After this stage, the product has yet to prove its efficiency in a large number of patients to complete phase III. Marino doesn’t expect it to arrive on the market before 2023 “at the earliest, and if all goes well”.
“At the moment we can multiply the surface area of the original sample by a factor of 100, and we’re aiming eventually for a factor of 500,” Marino said. The traditional method is to graft a piece of healthy skin, which can be stretched to only nine times its surface area. This quickly creates problems with people who suffer burns of 50%, 60%, 70% or more.
Just for the wealthy?
With its hi-tech – almost futuristic – aspects, is denovoSkin destined to benefit only the wealthy?

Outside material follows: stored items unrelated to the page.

PR #8850, opened 2020-07-23
Fixes #30479 - API to export and use pulp3

parthaa:
This commit creates the initial functionality to export a content view
version via the pulp3 exporter.
Things in this commit
1) Exporter updates to point to the right pulp3 api
2) After generating tar you should be able to access the location in the
   foreman task.

### DIFF
--- a/app/controllers/katello/api/v2/content_view_versions_controller.rb
+++ b/app/controllers/katello/api/v2/content_view_versions_controller.rb
@@ -84,31 +84,39 @@ module Katello
 
     api :POST, "/content_view_versions/:id/export", N_("Export a content view version"), :deprecated => true
     param :id, :number, :desc => N_("Content view version identifier"), :required => true
-    param :export_to_iso, :bool, :desc => N_("Export to ISO format"), :required => false
-    param :iso_mb_size, :number, :desc => N_("maximum size of each ISO in MB"), :required => false
-    param :since, Date, :desc => N_("Optional date of last export (ex: 2010-01-01T12:00:00Z)"), :required => false
+    param :export_to_iso, :bool, :desc => N_("Export to ISO format. Relevant only for Pulp 2 repositories"), :required => false
+    param :iso_mb_size, :number, :desc => N_("maximum size of each ISO in MB. Relevant only for Pulp 2 repositories"), :required => false
+    param :since, Date, :desc => N_("Optional date of last export (ex: 2010-01-01T12:00:00Z). Relevant only for Pulp 2 repositories"), :required => false
     def export
-      ::Foreman::Deprecation.api_deprecation_warning("Export is being deprecated and will be removed in a future version of Katello. Use hammer content-view version export instead.")
-      if params[:export_to_iso].blank? && params[:iso_mb_size].present?
-        fail HttpErrors::BadRequest, _("ISO export must be enabled when specifying ISO size")
-      end
-
-      if (repos = @version.content_view.on_demand_repositories).any?
-        fail HttpErrors::BadRequest, _("This content view has on demand repositories that cannot be exported: %{repos}" % {repos: repos.pluck(:label).join(", ")})
-      end
-
-      if params[:since].present?
-        begin
-          params[:since].to_datetime
-        rescue
-          raise HttpErrors::BadRequest, _("Invalid date provided.")
+      if SmartProxy.pulp_master.pulp3_repository_type_support?(Katello::Repository::YUM_TYPE)
+        invalid_params = [:export_to_iso, :iso_mb_size, :since].reject { |param| params[param].blank? }
+        unless invalid_params.empty?
+          fail HttpErrors::BadRequest, _("Invalid parameters provided - %{params}. These are only relevant for Pulp 2 repositories" % { params: invalid_params.join(', ')})
         end
+        task = async_task(::Actions::Pulp3::Orchestration::ContentViewVersion::Export, @version)
+      else
+        ::Foreman::Deprecation.api_deprecation_warning("Export is being deprecated and will be removed in a future version of Katello. Use hammer content-view version export instead.")
+        if params[:export_to_iso].blank? && params[:iso_mb_size].present?
+          fail HttpErrors::BadRequest, _("ISO export must be enabled when specifying ISO size")
+        end
+
+        if (repos = @version.content_view.on_demand_repositories).any?
+          fail HttpErrors::BadRequest, _("This content view has on demand repositories that cannot be exported: %{repos}" % {repos: repos.pluck(:label).join(", ")})
+        end
+
+        if params[:since].present?
+          begin
+            params[:since].to_datetime
+          rescue
+            raise HttpErrors::BadRequest, _("Invalid date provided.")
+          end
+        end
+        task = async_task(::Actions::Katello::ContentViewVersion::Export, @version,
+                          ::Foreman::Cast.to_bool(params[:export_to_iso]),
+                          params[:since].try(:to_datetime),
+                          params[:iso_mb_size])
       end
 
-      task = async_task(::Actions::Katello::ContentViewVersion::Export, @version,
-                        ::Foreman::Cast.to_bool(params[:export_to_iso]),
-                        params[:since].try(:to_datetime),
-                        params[:iso_mb_size])
       respond_for_async :resource => task
     end
 
--- a/app/lib/actions/pulp3/content_view_version/export.rb
+++ b/app/lib/actions/pulp3/content_view_version/export.rb
@@ -1,0 +1,19 @@
+module Actions
+  module Pulp3
+    module ContentViewVersion
+      class Export < Pulp3::AbstractAsyncTask
+        input_format do
+          param :content_view_version_id, Integer
+          param :smart_proxy_id, Integer
+          param :exporter_data, Hash
+        end
+
+        def invoke_external_task
+          cvv = ::Katello::ContentViewVersion.find(input[:content_view_version_id])
+          ::Katello::Pulp3::ContentViewVersion.new(smart_proxy: smart_proxy,
+                                                   content_view_version: cvv).create_export(input[:exporter_data][:pulp_href])
+        end
+      end
+    end
+  end
+end
--- a/app/lib/actions/pulp3/orchestration/content_view_version/export.rb
+++ b/app/lib/actions/pulp3/orchestration/content_view_version/export.rb
@@ -1,0 +1,60 @@
+module Actions
+  module Pulp3
+    module Orchestration
+      module ContentViewVersion
+        class Export < Actions::EntryAction
+          input_format do
+            param :smart_proxy_id, Integer
+            param :exporter_data, Hash
+          end
+
+          output_format do
+            param :exported_file_name, String
+            param :exported_file_checksum, String
+          end
+
+          def plan(content_view_version)
+            action_subject(content_view_version)
+            unless File.directory?(Setting['pulpcore_export_destination'])
+              fail ::Foreman::Exception, N_("Unable to export. 'pulpcore_export_destination' setting is not set to a valid directory.")
+            end
+
+            sequence do
+              smart_proxy = SmartProxy.pulp_master!
+              action_output = plan_action(::Actions::Pulp3::ContentViewVersion::CreateExporter,
+                                     content_view_version_id: content_view_version.id,
+                                     smart_proxy_id: smart_proxy.id).output
+
+              plan_action(::Actions::Pulp3::ContentViewVersion::Export,
+                                     content_view_version_id: content_view_version.id,
+                                     smart_proxy_id: smart_proxy.id,
+                                     exporter_data: action_output[:exporter_data]
+                                     )
+
+              plan_self(exporter_data: action_output[:exporter_data], smart_proxy_id: smart_proxy.id)
+
+              plan_action(::Actions::Pulp3::ContentViewVersion::DestroyExporter,
+                            smart_proxy_id: smart_proxy.id,
+                            exporter_data: action_output[:exporter_data])
+            end
+          end
+
+          def run
+            smart_proxy = ::SmartProxy.find(input[:smart_proxy_id])
+            api = ::Katello::Pulp3::Api::Core.new(smart_proxy)
+            export_data = api.export_api.list(input[:exporter_data][:pulp_href]).results.first
+            output[:exported_file_name], output[:exported_file_checksum] = export_data.output_file_info.first
+          end
+
+          def humanized_name
+            _("Export")
+          end
+
+          def rescue_strategy
+            Dynflow::Action::Rescue::Skip
+          end
+        end
+      end
+    end
+  end
+end
--- a/app/models/setting/content.rb
+++ b/app/models/setting/content.rb
@@ -105,6 +105,8 @@ class Setting::Content < Setting
                5000, N_('Pulp Docker registry port')),
       self.set('pulp_export_destination', N_("On-disk location for exported repositories"),
                "/var/lib/pulp/katello-export", N_('Pulp export destination filepath')),
+      self.set('pulpcore_export_destination', N_("On-disk location for pulp 3 exported repositories"),
+               "/var/lib/pulp/exports", N_('Pulp 3 export destination filepath')),
       self.set('pulp_client_key', N_("Path for ssl key used for pulp server auth"),
                "/etc/pki/katello/private/pulp-client.key", N_('Pulp client key')),
       self.set('pulp_client_cert', N_("Path for ssl cert used for pulp server auth"),
--- a/app/services/katello/pulp3/content_view_version.rb
+++ b/app/services/katello/pulp3/content_view_version.rb
@@ -1,0 +1,64 @@
+module Katello
+  module Pulp3
+    class ContentViewVersion
+      def initialize(smart_proxy:, content_view_version: nil)
+        @smart_proxy = smart_proxy
+        @content_view_version = content_view_version
+      end
+
+      def exporter_name
+        @content_view_version.name.gsub(/\s/, '_')
+      end
+
+      def generate_exporter_id
+        "#{@content_view_version.organization.label}_#{exporter_name}"
+      end
+
+      def generate_exporter_path
+        export_path = "#{@content_view_version.content_view}/#{@content_view_version.version}".gsub(/\s/, '_')
+        "#{@content_view_version.organization.label}/#{export_path}"
+      end
+
+      def api
+        ::Katello::Pulp3::Api::Core.new(@smart_proxy)
+      end
+
+      def repository_hrefs
+        version_hrefs.map { |href| version_href_to_repository_href(href) }.uniq
+      end
+
+      def version_hrefs
+        if @content_view_version.default?
+          @content_view_version.repositories.yum_type.pluck(:version_href).compact
+        else
+          @content_view_version.archived_repos.yum_type.pluck(:version_href).compact
+        end
+      end
+
+      def version_href_to_repository_href(version_href)
+        version_href.split("/")[0..-3].join("/") + "/"
+      end
+
+      def create_exporter(export_base_dir: Setting['pulpcore_export_destination'])
+        api.exporter_api.create(name: generate_exporter_id,
+                                path: "#{export_base_dir}/#{generate_exporter_path}",
+                                repositories: repository_hrefs)
+      end
+
+      def create_export(exporter_href)
+        [api.export_api.create(exporter_href, { versions: version_hrefs })]
+      end
+
+      def fetch_export(exporter_href)
+        api.export_api.list(exporter_href).results.first
+      end
+
+      def destroy_exporter(exporter_href)
+        export_data = fetch_export(exporter_href)
+        api.exporter_api.partial_update(exporter_href, :last_export => nil)
+        api.export_api.delete(export_data.pulp_href) unless export_data.blank?
+        api.exporter_api.delete(exporter_href)
+      end
+    end
+  end
+end
--- a/app/lib/actions/katello/repository/export.rb
+++ b/app/lib/actions/katello/repository/export.rb
@@ -15,7 +15,7 @@ module Actions
           end
 
           unless File.writable?(Setting['pulp_export_destination'])
-            fail ::Foreman::Exception, N_("Unable to export, 'pulp_export_destination' setting is not a writable directory.")
+            fail ::Foreman::Exception, N_("Unable to export. 'pulp_export_destination' setting is not a writable directory.")
           end
 
           repo_pulp_ids = repos.collect do |repo|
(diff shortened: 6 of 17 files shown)


parthaa:
To test this API

- Make sure you have >= pulpcore-3.4.1
- Set up the export directory
```
$ mkdir /tmp/exports
$ chown -R apache:pulp /tmp/exports
```
- Include the directory in /etc/pulp/settings.py (this will be added as an installer option in a different pr.)
```
ALLOWED_EXPORT_PATHS= ["/tmp/exports"]
```
- Restart pulp services
```
sudo systemctl restart pulpcore-resource-manager pulpcore-content pulpcore-api pulpcore-worker@1 pulpcore-worker@2
```
- katello ui -  Goto Admin-> Settings
- Change the`pulp_export_destination` in content tab to `/tmp/exports`
- Create/Sync a yum repo 
- Publish a Content View associated to this (you can also use default content view if you so choose)
- now go to console to the  hammer-cli-katello git checkout and execute the following
```
$ hammer content-view version export-legacy --id=1 
[.....................................................................................................................................................................................................................................] [100%]
``` 
- Verify that a tar gz got created in /tmp/exports
```
$ ls -lh /tmp/exports/Default_Organization/Default_Organization_View_1.0
-rw-r--r--. 1 pulp pulp 282K Jul 23 00:57 export-b2c15190-6d5b-48af-9571-ad47b1ebab73-20200723_0057.tar.gz
```

Back in the UI
- Monitor -. Tasks 
- Search for `action = Export` to pick the export task
- Click on Dynflow Console
- Examine the `3: Actions::Pulp3::ContentViewVersion::Export ` in the run tab
- you should see something like below with the output file info (marked in red)
Dynflow-Console

app/lib/actions/pulp3/content_view_version/export.rb
```diff
@@ -0,0 +1,33 @@
...
+          smart_proxy = SmartProxy.find(input[:smart_proxy_id])
+          api = ::Katello::Pulp3::Api::Core.new(smart_proxy)
+          export_base_dir = input[:export_base_dir]
+          repository_hrefs = cvv.repositories.map { |repo| repo.repository_reference[:repository_href] }
+          exporter_data = api.exporter_api.create(name: "#{cvv.generate_exporter_id}-#{rand(9999)}",
+                                                  path: "#{export_base_dir}/#{cvv.generate_exporter_path}",
+                                                  repositories: repository_hrefs)
+          tasks = [api.export_api.create(exporter_data.pulp_href, {})]
+          output[:exporter_data] = exporter_data
+          output[:export_data] = api.export_api.list(exporter_data.pulp_href).results.first
```
jlsherrill, line 21: i don't know that you are guaranteed to be able to access export_data here.  Consider if all workers are busy syncing some repos or something else.   This should appear in the task as a 'created_resource', if it doesnt that is a pulp bug IMO.  Assuming it does, you can just pass the pulp_tasks to the tasks that need them and grab it out of created_resources there

parthaa: Hmm good point. I have not been able to reproduce this issue, but I can see it being possible. Let me see if I can make that issue go away :)

parthaa: I have updated the actions a bit. Resolve if you are happy with the outcome

app/lib/actions/katello/content_view_version/export.rb
```diff
@@ -2,35 +2,45 @@ module Actions
...
+          param :exported_file_checksum, String
         end
 
-        def finalize
-          history = ::Katello::ContentViewHistory.find(input[:history_id])
-          history.status = ::Katello::ContentViewHistory::SUCCESSFUL
-          history.save!
+        def plan(content_view_version)
+          unless File.directory?(Setting['pulp_export_destination'])
+            fail ::Foreman::Exception, N_("Unable to export, 'pulp_export_destination' setting is not set to a valid directory.")
```
jturel, line 17: Grammar nitpick: this message should be two sentences or joined with 'because' instead of a comma :)

jturel, line 17: Interesting - we don't do much raising Foreman::Exception. Is there a special significance?

app/lib/actions/katello/content_view_version/export.rb
```diff
@@ -2,35 +2,45 @@ module Actions
...
+
+        def run
+          smart_proxy = SmartProxy.find(input[:smart_proxy_id])
+          api = ::Katello::Pulp3::Api::Core.new(smart_proxy)
+          export_data = api.export_api.list(input[:exporter_data][:pulp_href]).results.first
+          output[:exported_file_name], output[:exported_file_checksum] = export_data.output_file_info.first
+        end
+
+        def humanized_name
+          _("Export")
```
jturel, line 43: Haven't tested yet, but if this shows up as 'Export' in the task list then we should give some more details. I've seen in other tasks we show product and repo names where appropriate. Maybe we can show the CV name and version?

app/lib/actions/pulp3/content_view_version/export.rb
```diff
@@ -0,0 +1,32 @@
...
+          param :smart_proxy_id, Integer
+          param :content_view_version_id, Integer
+          param :export_base_dir, String
+        end
+
+        def export(cvv)
+          smart_proxy = SmartProxy.find(input[:smart_proxy_id])
+          api = ::Katello::Pulp3::Api::Core.new(smart_proxy)
+          export_base_dir = input[:export_base_dir]
+          repository_hrefs = cvv.repositories.map { |repo| repo.repository_reference[:repository_href] }
```
jturel, line 15: Do you think it'd be advantageous to pass the repository hrefs as the input to this action? That would help decouple this pulp3 focused code from Katello. We don't use anything else off the CVV

app/models/katello/content_view_version.rb
```diff
@@ -184,6 +185,18 @@ def products(env = nil)
       end
     end
 
+    def exporter_name
```
jturel, line 188: From what I can tell these 3 methods seem useful only in the pulp3 context. If we have a place, I think they could go into one of the pulp3 service classes, or perhaps stay in the action where used

app/lib/actions/pulp3/content_view_version/export.rb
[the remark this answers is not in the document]
parthaa: Yes. So to make an export happen I have to

1. create an exporter
1. create an export referencing this exporter

I wanted the href of the created export and had this originally but as @jlsherrill pointed out the create task may have not completed before the export href is generated. So it got moved outside this task

app/models/katello/content_view_version.rb
parthaa: Yeh but they belong to the version. I can try creating a "app/services/katello/pulp3/content_view_version.rb" and have it included.

parthaa: I thought about this and feel the pulp3 separation as unnecessary given this PR  is going to only work with pulp3 anyway

app/lib/actions/pulp3/content_view_version/export.rb
parthaa: I thought about this but I saw code passing in Katello models in pulp3 so decided to be consistent. Fine with passing a list of hrefs if you prefer :)

app/lib/actions/katello/content_view_version/export.rb
parthaa: Shouldnt that information be in the input params anyway ?

app/models/katello/content_view_version.rb
parthaa: AFAIK we dont have the logic to say "include this module only if pulp3" in any of the models . @jlsherrill correct me if wrong.

app/lib/actions/katello/content_view_version/export.rb
parthaa: That was previous code :) . I don;t see why it needs to be special. (wonder if hammer behaves differently when it sees a foreman exception ?)

app/models/katello/content_view_version.rb
jlsherrill: we don't, but a service class wouldn't be a module that you include anyways. It would be its own object potentially, something like:
```
exporter = Katello::Pulp3::Exporter.new(cvv)
exporter.generate_exporter_id
expoter.exporter_id
```

app/lib/actions/pulp3/content_view_version/export.rb
```diff
@@ -0,0 +1,32 @@
...
+    module ContentViewVersion
+      class Export < Pulp3::AbstractAsyncTask
+        input_format do
+          param :smart_proxy_id, Integer
+          param :content_view_version_id, Integer
+          param :export_base_dir, String
+        end
+
+        def export(cvv)
+          smart_proxy = SmartProxy.find(input[:smart_proxy_id])
```
jlsherrill, line 12: you can just call 'smart_proxy' here, Pulp3::AbstractTask defines the 'smart_proxy' method

app/lib/actions/pulp3/content_view_version/export.rb
```diff
@@ -0,0 +1,32 @@
...
+          api = ::Katello::Pulp3::Api::Core.new(smart_proxy)
+          export_base_dir = input[:export_base_dir]
```
jlsherrill, line 14: curious, does this need to be overridden in the action?  It looks like it comes from a setting, could that just be looked up?

app/lib/actions/pulp3/content_view_version/export.rb
jlsherrill: we do typically try to pass models instead of hrefs, as that even more so ties it to pulp3.   But in general it does seem like these actions have more pulp3 logic in them than most others.  In fact most don't call api methods directly, they let the service class do that for them.  Sometimes that is warranted so its not necessary a terrible thing.

I do kinda wonder if the action planning looked more like this:
```
sequence do 
     exporter_output = plan_action(Actions::pulp3::ContentViewVersion::CreateExporter).output
     plan_action(Actions::pulp3::ContentViewVersion::Export, exporter_output[:exporter_href])
     plan_action(::Actions::Pulp3::ContentViewVersion::DestroyExporter, exporter_output[:exporter_href)
end
```

That would allow the actions to be smaller and i think let you push the api calls and logic into an Exporter service class.  We've tried to stick with dumb actions as much as possible and two things help with that:  1) having an action do one and only one things, 2) using the orchestration features of dynflow to string them together.

app/lib/actions/pulp3/content_view_version/export.rb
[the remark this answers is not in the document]
parthaa: Updated!. Check now

app/lib/actions/katello/content_view_version/export.rb
parthaa: updated

app/lib/actions/pulp3/content_view_version/export.rb
parthaa: updated

app/models/katello/content_view_version.rb
parthaa: updated. Created a service class -> `app/services/katello/pulp3/content_view_version.rb` where all this logic is handled.

app/lib/actions/pulp3/content_view_version/export.rb
parthaa: updated.

app/lib/actions/pulp3/content_view_version/export.rb
parthaa: updated. Moved it to the service class

app/services/katello/pulp3/content_view_version.rb
```diff
@@ -0,0 +1,50 @@
+module Katello
+  module Pulp3
+    class ContentViewVersion
```
jturel, line 3: Having all this code in one place makes a lot of sense to me. Thanks for the refactor!

app/controllers/katello/api/v2/content_view_versions_controller.rb
```diff
@@ -84,31 +84,35 @@ def republish_repositories
 
     api :POST, "/content_view_versions/:id/export", N_("Export a content view version"), :deprecated => true
     param :id, :number, :desc => N_("Content view version identifier"), :required => true
-    param :export_to_iso, :bool, :desc => N_("Export to ISO format"), :required => false
-    param :iso_mb_size, :number, :desc => N_("maximum size of each ISO in MB"), :required => false
-    param :since, Date, :desc => N_("Optional date of last export (ex: 2010-01-01T12:00:00Z)"), :required => false
+    param :export_to_iso, :bool, :desc => N_("Export to ISO format, relevant only on Pulp 2 repositories"), :required => false
```
jturel, line 87: In general, if our users are knowing about the difference between pulp3 and pulp2 we've failed. I see what you're trying to do here, though. I would be fine with removing this or logging a warning if it's used against the wrong implementation. If you wanna keep it, it should be two sentences :)

app/controllers/katello/api/v2/content_view_versions_controller.rb
```diff
@@ -84,31 +84,35 @@ def republish_repositories
...
+    param :iso_mb_size, :number, :desc => N_("maximum size of each ISO in MB, relevant only on Pulp 2 repositories"), :required => false
+    param :since, Date, :desc => N_("Optional date of last export (ex: 2010-01-01T12:00:00Z), relevant only on Pulp 2 repositories"), :required => false
     def export
-      ::Foreman::Deprecation.api_deprecation_warning("Export is being deprecated and will be removed in a future version of Katello. Use hammer content-view version export instead.")
-      if params[:export_to_iso].blank? && params[:iso_mb_size].present?
-        fail HttpErrors::BadRequest, _("ISO export must be enabled when specifying ISO size")
-      end
+      if  SmartProxy.pulp_master.pulp3_repository_type_support?(Katello::Repository::YUM_TYPE)
```
jturel, line 91: Nitpick - extra space after the `if`

app/lib/actions/pulp3/orchestration/content_view_version/export.rb
```diff
@@ -0,0 +1,59 @@
...
+
+          def run
+            smart_proxy = ::SmartProxy.find(input[:smart_proxy_id])
+            api = ::Katello::Pulp3::Api::Core.new(smart_proxy)
+            export_data = api.export_api.list(input[:exporter_data][:pulp_href]).results.first
+            output[:exported_file_name], output[:exported_file_checksum] = export_data.output_file_info.first
+          end
+
+          def humanized_name
+            _("Export")
```
jturel, line 49: I'd really like to be more descriptive here. 'Export' says nothing about what's going on; seeing the word Export five times in the task list requires more digging if you're looking for a specific one; what was exported?; etc

Contrast to CV publish: `Publish content view 'Pulp3View'; organization 'Default Organization'` this information is way more useful, especially to someone who just wants to look at the tasks and get a general sense of what's going on, let alone the user trying to find their specific Export task

app/controllers/katello/api/v2/content_view_versions_controller.rb
```diff
@@ -84,31 +84,35 @@ def republish_repositories
 
     api :POST, "/content_view_versions/:id/export", N_("Export a content view version"), :deprecated => true
     param :id, :number, :desc => N_("Content view version identifier"), :required => true
-    param :export_to_iso, :bool, :desc => N_("Export to ISO format"), :required => false
-    param :iso_mb_size, :number, :desc => N_("maximum size of each ISO in MB"), :required => false
-    param :since, Date, :desc => N_("Optional date of last export (ex: 2010-01-01T12:00:00Z)"), :required => false
+    param :export_to_iso, :bool, :desc => N_("Export to ISO format, relevant only on Pulp 2 repositories"), :required => false
+    param :iso_mb_size, :number, :desc => N_("maximum size of each ISO in MB, relevant only on Pulp 2 repositories"), :required => false
+    param :since, Date, :desc => N_("Optional date of last export (ex: 2010-01-01T12:00:00Z), relevant only on Pulp 2 repositories"), :required => false
     def export
```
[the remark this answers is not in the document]
parthaa: Good point. I don't think we should  support setting destination directory. Pulp is limited in where it exports things permissions and selinux and all that Jazz. We don't have an easy way to add new destinations without restarting pulp.

app/services/katello/pulp3/content_view_version.rb
parthaa: Great suggestion!

app/controllers/katello/api/v2/content_view_versions_controller.rb
parthaa: Alternately I can raise errors on unsupported parameters if you prefer ? So if your yum is pulp3 and you passed in pulp2 params I can complain. Would you like that?

jturel: That sounds good to me!

app/lib/actions/pulp3/orchestration/content_view_version/export.rb
parthaa: Should be resolved now :) 
```
Export content view version 'hah 1.0'; content view 'hah'; organization 'Default Organization'
```

app/models/katello/repository.rb
```diff
@@ -237,6 +237,10 @@ def library_instance?
       self.content_view.default?
     end
 
+    def repository_reference
```
jturel, line 240: Unused now?

app/lib/actions/pulp3/orchestration/content_view_version/export.rb
jturel: I don't see any change here

app/controllers/katello/api/v2/content_view_versions_controller.rb
jturel: Do you plan to update per above?

app/lib/actions/pulp3/orchestration/content_view_version/export.rb
parthaa: Oh the change was -> https://github.com/Katello/katello/pull/8850/files#diff-476181c4440753c9b39d487820d7679bR17 to make this work? Are you not seeing this work when you run from the PR?

app/models/katello/repository.rb
parthaa: removed :+1:

app/controllers/katello/api/v2/content_view_versions_controller.rb
parthaa: updated

app/services/katello/pulp3/content_view_version.rb
```diff
@@ -0,0 +1,65 @@
...
+        else
+          @content_view_version.archived_repos.pluck(:version_href)
+        end
+      end
+
+      def version_href_to_repository_href(version_href)
+        version_href.split("/")[0..-3].join("/") + "/"
+      end
+
+      def create_exporter(export_base_dir: nil)
```
jturel, line 42: You could just set the keyword arg to Setting[:pulp_export_destination] by default!

jturel:
I gave this a re-test after the code changes and upgrading to pulpcore 3.5.0. Now my export looks as expected. I have a  pulpcore.app.modelresource.ArtifactResource.json which contains references to the files in the artifacts/ directory within the export:

```
  {
    "pulp_id": "cae6aa8d-ce7e-44b5-8b98-9f798b6bfc0d",
    "pulp_created": "2020-07-02 19:27:55",
    "pulp_last_updated": "2020-07-02 19:27:55",
    "file": "artifact/2c/5df6b51df167eb01246dce3049668cbe688033b9abff24464b0e05cdeb20ac",
    "size": 2446,
    "md5": "5fa2b27cc8f5e738a76d3a3c8b73a44a",
    "sha1": "1a690f53f33d0c9378b723cacab1954d80f8ac7f",
    "sha224": "f71765e25f5fb7e7c3678b44e25ebcfd0834b6bb6eca101f327d9297",
    "sha256": "2c5df6b51df167eb01246dce3049668cbe688033b9abff24464b0e05cdeb20ac",
    "sha384": "5fd131930e16bb91d19526884d0ba8333d459e1af3bed8273bc1495c6ab249451d9446e03f220b60c2f53dc789eec66e",
    "sha512": "435b036646df53b66bd8c54dd7ded0ad1a6b8c2992ca7521da2aecbe16f383ba35a83e733688ea0f5fd35bdbd4060e923ce11c5f58b949b5cedda8aa7299372e"
  }
```

app/models/setting/content.rb
```diff
@@ -104,7 +104,7 @@ def self.default_settings
       self.set('pulp_docker_registry_port', N_("The port used by Pulp Crane to provide Docker Registries"),
                5000, N_('Pulp Docker registry port')),
       self.set('pulp_export_destination', N_("On-disk location for exported repositories"),
-               "/var/lib/pulp/katello-export", N_('Pulp export destination filepath')),
+               "/var/lib/pulp/exports", N_('Pulp export destination filepath')),
```
jlsherrill, line 107: are there selinux implications to changing this for pulp2 installs?

jlsherrill: or permission/installer/packaging implications?

jlsherrill:
need an installer pr to add this to the settings.py:  ALLOWED_EXPORT_PATHS= ["/var/lib/pulp/exports"]

Also need to determine if there are installer/selinux needs to make exporting to that path work, but all of that can be done async to this PR (before or after)

parthaa:
> need an installer pr to add this to the settings.py: ALLOWED_EXPORT_PATHS= ["/var/lib/pulp/exports"]
> 
> Also need to determine if there are installer/selinux needs to make exporting to that path work, but all of that can be done async to this PR (before or after)

Have created a Kanboard task for the next sprint.

app/models/setting/content.rb
parthaa: hmm are you saying we should leave this alone for this PR and have the installer determine the settings (based on pulp3/2) ?

parthaa: We discussed further and decided to have a new setting for `pulpcore_export_directory` because the permissions are quite  different between `/var/lib/pulp/katello-exports` and `/var/lib/pulp/exports`

jlsherrill: +1 to this!

parthaa: updated.

app/models/setting/content.rb
```diff
@@ -104,7 +104,9 @@ def self.default_settings
       self.set('pulp_docker_registry_port', N_("The port used by Pulp Crane to provide Docker Registries"),
                5000, N_('Pulp Docker registry port')),
       self.set('pulp_export_destination', N_("On-disk location for exported repositories"),
-               "/var/lib/pulp/katello-export", N_('Pulp export destination filepath')),
+               "/var/lib/pulp/katello-exports", N_('Pulp export destination filepath')),
```
jlsherrill, line 107: didn't you mean to drop the 's'?

jlsherrill: errrrr "Did you mean to drop the 's'?"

“We thought about this from the beginning,” Marino said. “It’s clear that Southern countries experience many more dramas linked to burns, partly, sadly, because of wars. For the moment we’re producing entirely by hand, with very specialised technicians, in sterile rooms – and that all costs a lot. But the machine will allow us to reduce the prices considerably and will make the treatment affordable even for developing countries.”
The machine is denovoCast, developed with CSEM, a Swiss private, non-profit research and technology organisation based in Neuchâtel. It can produce several grafts at the same time in a completely closed process with no manual intervention. Its inventors expect it to accelerate production by more than 30% and to ensure consistent quality.
CUTISS seems well equipped to enter a market estimated at more than $2 billion (CHF1.84 billion) for serious burns and more than $5 billion to reconstruct burn scars – in Europe and the US alone. But isn’t this market a bit big for a company that currently employs fewer than 40 people?
“There are 20 centres of excellence in Europe for treating serious burns,” Marino said. “We’re going to start by working with them, and we can do that on our own. Later, sure, we’ll have to find partners.”
Throughout its launch phase, the start-up has benefited from the support of InnoSuisse, the Swiss agency for promoting innovation, as well as the EU’s Horizon 2020 programme. However, Switzerland has just broken off negotiationsExternal link with Brussels on a framework agreement which was intended to cover this kind of collaboration.
Without wishing to “get involved in politics”, Marino says she hopes this problem will be resolved, because tightening the rules governing exchanges between Switzerland and the EU could have an impact on her company, which will need to import and export.
“This project began here in 2001. It’s always been Swiss, and it would be good to remain ‘Swiss made’,” she said.